··· RECORDS TO PROCESS

PR #4489, opened 2026-01-08
tetragon: add support to preload user strings

olsajiri:
Adding uprobe preload program to allow loading data in sleepable context. The preload program is executed before the main program loads the data and passes it via map to main program.
    
So far we allow only string type data to be preloaded.

### DIFF
--- a/pkg/sensors/tracing/uprobe_reg_test.go
+++ b/pkg/sensors/tracing/uprobe_reg_test.go
@@ -645,3 +645,104 @@ func TestUprobePtRegsDataMatch(t *testing.T) {
 func TestUprobePtRegsDataNotMatch(t *testing.T) {
 	testUprobePtRegsMatch(t, 10, true)
 }
+
+func testUprobePtRegsPreload(t *testing.T, multi bool) {
+	if !bpf.HasKfunc("bpf_copy_from_user_str") {
+		t.Skip("skipping")
+	}
+
+	testBinary := testutils.RepoRootPath("contrib/tester-progs/regs-override")
+
+	disableUprobeMulti := ""
+
+	if !multi {
+		disableUprobeMulti = `
+  options:
+    - name: "disable-uprobe-multi"
+      value: "1"`
+	}
+
+	// Put uprobe in test_3 function at:
+	//
+	//      static const char *test_3_string = "test_3_string_CASE";
+	//
+	//      "push   %%rbp\n"          /* +0  55                            */
+	//      "mov    %%rsp, %%rbp\n"   /* +1  48 89 e5                      */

······

Find every line of the data that includes the string "tracing". Copy each of those lines.

▶ EXPECTED OUTPUT:
--- a/pkg/sensors/tracing/uprobe_reg_test.go
+++ b/pkg/sensors/tracing/uprobe_reg_test.go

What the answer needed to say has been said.